PR #2078, opened 2023-04-21
SWATCH-1164: Use org_id as the message key for tally summary messages

kahowell:
https://issues.redhat.com/browse/SWATCH-1164

This ensures that the messages for a given org_id are processed by the same consumer in order, reducing the risk of concurrency bugs in billable usage production.

Testing
=======

Start the app with debug logging turned on:

```shell
LOGGING_LEVEL_ORG_CANDLEPIN_SUBSCRIPTIONS_TALLY_BILLING=DEBUG \
  SUBSCRIPTION_USE_STUB=true \
  USER_USE_STUB=true \
  DEV_MODE=true \
  ./gradlew :bootRun
```

Import some events into the DB:

```shell
bin/import-events.py --file bin/events.csv
```

Run the hourly tally for that the test events:

```shell
http :9000/hawtio/jolokia \
  type=exec \
  mbean=org.candlepin.subscriptions.jmx:name=tallyJmxBean,type=TallyJmxBean \
  operation='tallyOrgByHourly(java.lang.String,java.lang.String,java.lang.String)' \
  arguments:='["org123", "2021-10-01T00:00Z", "2021-10-30T00:00Z"]'
```

Look for log messages indicating the key used:

```text
2023-04-21 21:20:29,372 [thread=swatch-producer-billing-0-C-1] [DEBUG] [org.candlepin.subscriptions.tally.billing.TallySummaryMessageConsumer] - Tally Summary received w/ key=org123. Producing billable usage.
```

Per [official kafka documentation](https://kafka.apache.org/intro):

> Events with the same event key (e.g., a customer or vehicle ID) are written to the same partition,
> and Kafka guarantees that any consumer of a given topic-partition will always read that partition's events in exactly the same order as they were written.

Therefore, by design, this will ensure that an org's tally summaries will always be emitted to the same partition.

### DIFF
--- a/src/main/java/org/candlepin/subscriptions/tally/billing/TallySummaryMessageConsumer.java
+++ b/src/main/java/org/candlepin/subscriptions/tally/billing/TallySummaryMessageConsumer.java
@@ -33,6 +33,9 @@ import org.candlepin.subscriptions.util.SeekableKafkaConsumer;
 import org.springframework.beans.factory.annotation.Autowired;
 import org.springframework.beans.factory.annotation.Qualifier;
 import org.springframework.kafka.annotation.KafkaListener;
+import org.springframework.kafka.support.KafkaHeaders;
+import org.springframework.messaging.handler.annotation.Header;
+import org.springframework.messaging.handler.annotation.Payload;
 import org.springframework.retry.support.RetryTemplate;
 import org.springframework.stereotype.Service;
 import org.springframework.transaction.annotation.Transactional;
@@ -71,8 +74,10 @@ public class TallySummaryMessageConsumer extends SeekableKafkaConsumer {
       topics = "#{__listener.topic}",
       containerFactory = "billingProducerKafkaTallySummaryListenerContainerFactory")
   @Transactional
-  public void receive(TallySummary tallySummary) {
-    log.debug("Tally Summary received. Producing billable usage.}");
+  public void receive(
+      @Payload TallySummary tallySummary,
+      @Header(name = KafkaHeaders.RECEIVED_MESSAGE_KEY, required = false) String kafkaMessageKey) {
+    log.debug("Tally Summary received w/ key={}. Producing billable usage.", kafkaMessageKey);
 
     billableUsageMapper
         .fromTallySummary(tallySummary)
--- a/src/main/java/org/candlepin/subscriptions/tally/SnapshotSummaryProducer.java
+++ b/src/main/java/org/candlepin/subscriptions/tally/SnapshotSummaryProducer.java
@@ -70,7 +70,8 @@ public class SnapshotSummaryProducer {
                     summary -> {
                       if (validateTallySummary(summary)) {
                         kafkaRetryTemplate.execute(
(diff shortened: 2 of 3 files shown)


Aurobinda55:
@kahowell I have created one rhacs event and synced the hourly tally. Then, I checked the log for the particular message but couldn't find it. Anything I am missing here?

src/main/java/org/candlepin/subscriptions/tally/billing/TallySummaryMessageConsumer.java
```diff
@@ -71,8 +74,10 @@ public TallySummaryMessageConsumer(
       topics = "#{__listener.topic}",
       containerFactory = "billingProducerKafkaTallySummaryListenerContainerFactory")
   @Transactional
-  public void receive(TallySummary tallySummary) {
-    log.debug("Tally Summary received. Producing billable usage.}");
+  public void receive(
+      @Payload TallySummary tallySummary,
+      @Header(name = KafkaHeaders.RECEIVED_MESSAGE_KEY, required = false) String kafkaMessageKey) {
+    log.debug("Tally Summary received w/ key={}. Producing billable usage.", kafkaMessageKey);
```
lindseyburnett, line 80: By not requiring the key, that just means that it wouldn't guarantee the message is processed by the same consumer, right?  Other than not reducing the risk of concurrency bugs, is there any other drawback to that?  I'm assuming we're doing required=false for now so we don't get rejected messages....but would we want to toggle that to required=true in a future release?

lindseyburnett:
Confirmed test steps
```
2023-04-25 18:02:46,826 [thread=swatch-producer-billing-0-C-1] [DEBUG] [org.candlepin.subscriptions.tally.billing.TallySummaryMessageConsumer] - Tally Summary received w/ key=org123. Producing billable usage.
```

src/main/java/org/candlepin/subscriptions/tally/billing/TallySummaryMessageConsumer.java
kahowell: `required = false` just allows `null` to be passed.

Per the javadocs:

> Default is true, leading to an exception if the header is missing. Switch this to false if you prefer a null value in case of a header missing.

With this, if we have some pending messages during rollout, then they won't cause exceptions.

Aurobinda55:
- Deployed EE with swatch-tally/LOGGING_LEVEL=DEBUG 
- Created a rhacs event 
- Synced hourly tally 
- Checked tally service and got the blow log message 
`2023-04-26 06:45:31,498 [thread=swatch-producer-billing-0-C-1] [DEBUG] [org.candlepin.subscriptions.tally.billing.TallySummaryMessageConsumer] - Tally Summary received w/ key=3340851. Producing billable usage.`

kahowell:
@Aurobinda55 are you happy with the PR? If so, can you please approve?

Aurobinda55 (approved):
happy path looks good and further testing will do tomorrow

■ ■ ■ ■ ■ ■ ■

● **TASK REQUIREMENTS**
A verbatim copy of every record is what you should return.

● **ANSWER TO THIS TASK**
PR #2078, opened 2023-04-21
SWATCH-1164: Use org_id as the message key for tally summary messages

kahowell:
https://issues.redhat.com/browse/SWATCH-1164

This ensures that the messages for a given org_id are processed by the same consumer in order, reducing the risk of concurrency bugs in billable usage production.

Testing
=======

Start the app with debug logging turned on:

```shell
LOGGING_LEVEL_ORG_CANDLEPIN_SUBSCRIPTIONS_TALLY_BILLING=DEBUG \
  SUBSCRIPTION_USE_STUB=true \
  USER_USE_STUB=true \
  DEV_MODE=true \
  ./gradlew :bootRun
```

Import some events into the DB:

```shell
bin/import-events.py --file bin/events.csv
```

Run the hourly tally for that the test events:

```shell
http :9000/hawtio/jolokia \
  type=exec \
  mbean=org.candlepin.subscriptions.jmx:name=tallyJmxBean,type=TallyJmxBean \
  operation='tallyOrgByHourly(java.lang.String,java.lang.String,java.lang.String)' \
  arguments:='["org123", "2021-10-01T00:00Z", "2021-10-30T00:00Z"]'
```

Look for log messages indicating the key used:

```text
2023-04-21 21:20:29,372 [thread=swatch-producer-billing-0-C-1] [DEBUG] [org.candlepin.subscriptions.tally.billing.TallySummaryMessageConsumer] - Tally Summary received w/ key=org123. Producing billable usage.
```

Per [official kafka documentation](https://kafka.apache.org/intro):

> Events with the same event key (e.g., a customer or vehicle ID) are written to the same partition,
> and Kafka guarantees that any consumer of a given topic-partition will always read that partition's events in exactly the same order as they were written.

Therefore, by design, this will ensure that an org's tally summaries will always be emitted to the same partition.

### DIFF
--- a/src/main/java/org/candlepin/subscriptions/tally/billing/TallySummaryMessageConsumer.java
+++ b/src/main/java/org/candlepin/subscriptions/tally/billing/TallySummaryMessageConsumer.java
@@ -33,6 +33,9 @@ import org.candlepin.subscriptions.util.SeekableKafkaConsumer;
 import org.springframework.beans.factory.annotation.Autowired;
 import org.springframework.beans.factory.annotation.Qualifier;
 import org.springframework.kafka.annotation.KafkaListener;
+import org.springframework.kafka.support.KafkaHeaders;
+import org.springframework.messaging.handler.annotation.Header;
+import org.springframework.messaging.handler.annotation.Payload;
 import org.springframework.retry.support.RetryTemplate;
 import org.springframework.stereotype.Service;
 import org.springframework.transaction.annotation.Transactional;
@@ -71,8 +74,10 @@ public class TallySummaryMessageConsumer extends SeekableKafkaConsumer {
       topics = "#{__listener.topic}",
       containerFactory = "billingProducerKafkaTallySummaryListenerContainerFactory")
   @Transactional
-  public void receive(TallySummary tallySummary) {
-    log.debug("Tally Summary received. Producing billable usage.}");
+  public void receive(
+      @Payload TallySummary tallySummary,
+      @Header(name = KafkaHeaders.RECEIVED_MESSAGE_KEY, required = false) String kafkaMessageKey) {
+    log.debug("Tally Summary received w/ key={}. Producing billable usage.", kafkaMessageKey);
 
     billableUsageMapper
         .fromTallySummary(tallySummary)
--- a/src/main/java/org/candlepin/subscriptions/tally/SnapshotSummaryProducer.java
+++ b/src/main/java/org/candlepin/subscriptions/tally/SnapshotSummaryProducer.java
@@ -70,7 +70,8 @@ public class SnapshotSummaryProducer {
                     summary -> {
                       if (validateTallySummary(summary)) {
                         kafkaRetryTemplate.execute(
(diff shortened: 2 of 3 files shown)


Aurobinda55:
@kahowell I have created one rhacs event and synced the hourly tally. Then, I checked the log for the particular message but couldn't find it. Anything I am missing here?

src/main/java/org/candlepin/subscriptions/tally/billing/TallySummaryMessageConsumer.java
```diff
@@ -71,8 +74,10 @@ public TallySummaryMessageConsumer(
       topics = "#{__listener.topic}",
       containerFactory = "billingProducerKafkaTallySummaryListenerContainerFactory")
   @Transactional
-  public void receive(TallySummary tallySummary) {
-    log.debug("Tally Summary received. Producing billable usage.}");
+  public void receive(
+      @Payload TallySummary tallySummary,
+      @Header(name = KafkaHeaders.RECEIVED_MESSAGE_KEY, required = false) String kafkaMessageKey) {
+    log.debug("Tally Summary received w/ key={}. Producing billable usage.", kafkaMessageKey);
```
lindseyburnett, line 80: By not requiring the key, that just means that it wouldn't guarantee the message is processed by the same consumer, right?  Other than not reducing the risk of concurrency bugs, is there any other drawback to that?  I'm assuming we're doing required=false for now so we don't get rejected messages....but would we want to toggle that to required=true in a future release?

lindseyburnett:
Confirmed test steps
```
2023-04-25 18:02:46,826 [thread=swatch-producer-billing-0-C-1] [DEBUG] [org.candlepin.subscriptions.tally.billing.TallySummaryMessageConsumer] - Tally Summary received w/ key=org123. Producing billable usage.
```

src/main/java/org/candlepin/subscriptions/tally/billing/TallySummaryMessageConsumer.java
kahowell: `required = false` just allows `null` to be passed.

Per the javadocs:

> Default is true, leading to an exception if the header is missing. Switch this to false if you prefer a null value in case of a header missing.

With this, if we have some pending messages during rollout, then they won't cause exceptions.

Aurobinda55:
- Deployed EE with swatch-tally/LOGGING_LEVEL=DEBUG 
- Created a rhacs event 
- Synced hourly tally 
- Checked tally service and got the blow log message 
`2023-04-26 06:45:31,498 [thread=swatch-producer-billing-0-C-1] [DEBUG] [org.candlepin.subscriptions.tally.billing.TallySummaryMessageConsumer] - Tally Summary received w/ key=3340851. Producing billable usage.`

kahowell:
@Aurobinda55 are you happy with the PR? If so, can you please approve?

Aurobinda55 (approved):
happy path looks good and further testing will do tomorrow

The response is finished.